NS wants to acquire one of the most contaminated gold mining sites in the province, but it’s complicated

The Nova Scotia government wants to acquire one of the province’s two most contaminated historic gold mines so it can clean it up.

The Goldenville site, located near Sherbrooke on the east coast, was the most productive of Nova Scotia’s 64 historic gold mining districts. It was mined from 1862 to 1941 and included up to 19 different surface and underground mines.

These operations left a legacy of arsenic and mercury contamination that persists to this day, both in materials and water at the site and downstream to the Atlantic Ocean.

Through the provincial environmental cleanup agency, Nova Scotia Lands, the government has developed plans to clean up Goldenville. He estimates that the cleanup of this site as well as the other most contaminated former mine, Montague Gold Mines, will cost at least $60 million.

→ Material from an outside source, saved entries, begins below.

PR #37, opened 2021-02-01
Prevent one client syncing private attributes with other clients.

fuzhuyi:
Define yPrivate attribute in prosemirror schema, and prevent one client syncing the private attributes with other clients.


dmonad (changes requested):
Thanks for this @fuzhuyi ,

The PR looks fine, but could you please make sure that `npm test` still works?

src/plugins/sync-plugin.js
```diff
@@ -438,7 +484,25 @@ const createNodeFromYElement = (el, schema, mapping, snapshot, prevSnapshot, com
...
+    if (oldNodeMapping) {
+      const oldNode = oldNodeMapping.get(el)
+      const privateAttrs = findPrivateAttrs(oldNode)
+      for (const i in privateAttrs) {
+        attrs[i] = privateAttrs[i]
+      }
+    }
+
+    let node
+    if (typeof getFallbackNode === 'function') {
```
dmonad, line 497: This can be simplified to a simple if/else construct.

src/plugins/sync-plugin.js
```diff
@@ -711,7 +776,7 @@ export const updateYFragment = (y, yDomFragment, pNode, mapping) => {
     }
     // remove all keys that are no longer in pAttrs
     for (const key in yDomAttrs) {
-      if (pAttrs[key] === undefined) {
+      if (key in pAttrs && pAttrs[key] === undefined) {
```
dmonad, line 779: Please see my comment from your last PR. This condition can never be true.

src/plugins/sync-plugin.js
```diff
@@ -757,7 +822,13 @@ export const updateYFragment = (y, yDomFragment, pNode, mapping) => {
       const leftP = pChildren[left]
       const rightY = yChildren[yChildCnt - right - 1]
       const rightP = pChildren[pChildCnt - right - 1]
-      if (leftY instanceof Y.XmlText && leftP instanceof Array) {
+      if (!(leftP instanceof Array) && isFallbackNode && isFallbackNode(leftP)) {
```
dmonad, line 825: This could be simplified to simply: `if (isFallbackNode(leftP)) {..}`

src/plugins/sync-plugin.js
```diff
@@ -757,7 +822,13 @@ export const updateYFragment = (y, yDomFragment, pNode, mapping) => {
...
+        if (mapping.get(leftY) !== leftP) {
+          yDomFragment.delete(left, 1)
+          yDomFragment.insert(left, /** @type Array{Y.XmlFragment} */ [leftY])
```
dmonad, line 828: I don't really see why it is necessary to delete and insert the same node. Also, it is not possible to insert the same shared type (`leftY`) again in the document. Even if it has been deleted before.

src/plugins/sync-plugin.js
```diff
@@ -424,10 +467,13 @@ const createNodeFromYElement = (el, schema, mapping, snapshot, prevSnapshot, com
       }
     }
   }
-  if (snapshot === undefined || prevSnapshot === undefined) {
-    el.toArray().forEach(createChildren)
-  } else {
-    Y.typeListToArraySnapshot(el, new Y.Snapshot(prevSnapshot.ds, snapshot.sv)).forEach(createChildren)
+  let isKnownNode = !!schema.nodes[el.nodeName]
+  if (isKnownNode) {
```
dmonad, line 471: You could simply do `if (schema.nodes[el.nodeName])`.

But you could simplify this even more by doing the following right at the beginning of `createNodeFromYElement`.

```js
if (!schema.nodes[el.nodeName]) {
  let fallbackNode = schema.node(el.nodeName, attrs, children);
  mapping.set(el, fallbackNode);
  return fallbackNode
}
```

dmonad (changes requested):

But Goldenville’s plans hit a snag a few years ago when staff realized that the property that included the source of the contamination – the mill that ground the ore before mining the gold – was not Crown land. The province would need permission from the landowner to carry out its work.

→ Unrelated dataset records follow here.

PR #41, opened 2021-03-06
Update lib.js

### LINKED ISSUE #40: Support for Vite.js
**Describe the bug**
When using the next generation esm bundler [vite](https://github.com/vitejs/vite), I'm getting this error:

```bash
 > node_modules/y-prosemirror/src/lib.js:1:26: error: No matching export for import "ProsemirrorMapping"
    1 │ import { updateYFragment, ProsemirrorMapping } from './plugins/sync-plugin.js' // eslint-disable-line
      ╵                           ~~~~~~~~~~~~~~~~~~
```

I think this is because `ProsemirrorMapping` is a type generated in the build process. Since `vite` (esbuild) is very strict and uses the source files, it can't find this export. Here is a [comment from evan you](https://github.com/vitejs/vite/issues/1652#issuecomment-768560966) about that.

Do you have any idea how to fix that on your side?

**To Reproduce**
1. import `y-prosemirror` in a vite project
2. start dev server

**Expected behavior**
It should not throw an error

holtwick:
Remove ProsemirrorMapping import. It is unused and causes problems with vite.js. Fixes  #40

### DIFF
--- a/src/lib.js
+++ b/src/lib.js
@@ -1,4 +1,4 @@
-import { updateYFragment, ProsemirrorMapping } from './plugins/sync-plugin.js' // eslint-disable-line
+import { updateYFragment } from './plugins/sync-plugin.js' // eslint-disable-line
 import * as Y from 'yjs'
 import { EditorView } from 'prosemirror-view' // eslint-disable-line
 import { Node, Schema } from 'prosemirror-model' // eslint-disable-line


dmonad:
Thanks, but simply removing the import will break the build because ProsemirrorMapping is used as a type.

PR #45, opened 2021-04-14
Clean up yDoc observers on PM plugin destroy

AdventureBeard:
I have a few situations where I'd like to keep an already built yDoc in memory (for example, a large one that took a while to parse) and re-use it later. The sync-plugin, however, doesn't seem to expect that behavior, and doesn't clean up the transaction observers on the Prosemirror Plugin destroy hook. This leads to duplicate work and increased processing time on each subsequent re-use.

That’s when things got even more complicated. Staff discovered that no one knows who owns the property.

A document from 1765 indicates that the property in question was part of 60,700 hectares granted to the Reverend James Lyons that year. The province’s search did not find any later titles or acts. (Ministry of Natural Resources and Renewable Energy)

The Nova Scotia Land Registry lists the owner of the 32-hectare parcel of land at 34 Goldenville Road Extension as “owner unknown”. The package has a taxable value of $21,400.

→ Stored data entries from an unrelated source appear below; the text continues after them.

PR #185, opened 2025-04-24
fix: clamp positions if out of bounds

nperez0111:
On looking into this comment: https://github.com/yjs/y-prosemirror/pull/176#issuecomment-2825364764 it turns out that he is right, I was able to get a failed selection restoration because the position was restored outside the bounds of the document. I'm not entirely clear how this occurs, but clamping the position to the document size seems like the right thing to do

### DIFF
--- a/src/plugins/sync-plugin.js
+++ b/src/plugins/sync-plugin.js
@@ -272,7 +272,10 @@ const restoreRelativeSelection = (tr, relSel, binding) => {
         binding.mapping
       )
       if (anchor !== null && head !== null) {
-        tr.setSelection(TextSelection.between(tr.doc.resolve(anchor), tr.doc.resolve(head)))
+        const maxsize = tr.doc.content.size - 1
+        const clampedAnchor = math.min(math.max(anchor, 0), maxsize)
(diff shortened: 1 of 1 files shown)


dmonad:
Wouldn't this suggest that there is a deeper underlying issue?

Just setting the cursor to the end of the document doesn't seem like the right solution. :/

nperez0111:
> Wouldn't this suggest that there is a deeper underlying issue?
> 
> Just setting the cursor to the end of the document doesn't seem like the right solution. :/

Totally fair, my current understanding is that the relative selection can point at a node which was "pushed down" by new content that came in. Using his example [here](https://stackblitz.com/edit/vitejs-vite-jxfgzmld), I reproduced this:

image

So, the relative selection when resolved back to an absolute position is a much larger value, I'm unclear on why that is though 🤔. One idea is that the document at that point in time has both the new & old content, even though the old content should be considered deleted and not count towards the document size it is?

Interestingly, if using my other PR, this issue doesn't seem to occur: https://github.com/yjs/y-prosemirror/pull/182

The province researched information about the history of the land, examining documents, including handwritten documents, dating back to 1765.

Documents obtained by the CBC through a freedom of information request show that the Ministry of Natural Resources and Renewable Energy discovered through its research that the property is part of 60,700 hectares granted to the Reverend James Lyons in 1765, but no later title or deed has been recorded.

The area under the old stamp crusher at the historic gold mine in Goldenville, Nova Scotia shows tailings left over from processing activities. (Nova Scotia Lands)

In order to acquire the land now, the province will have to pay outstanding taxes and then announce its intention to purchase it. Anyone with a claim on the property has 18 months from the time the taxes are paid to come forward.

According to the documents, the unpaid taxes amount to $1,017.54, as of November 30, 2021.

Provincial staff had a brief scare last year when it emerged that the Municipality of the District of St. Mary’s was going to sell the property at a tax sale, which would mean anyone could buy it and that it would go to the highest bidder. The province does not have the authority to purchase property through tax sales.

The Department of Natural Resources and Renewable Energy intervened and the plot was removed from the list of potential tax sale properties.

Delay in cleaning

The ownership issue came to light when the Department of Natural Resources and Renewable Energy was conducting environmental site assessments as part of the preliminary process to clean up contaminated sites.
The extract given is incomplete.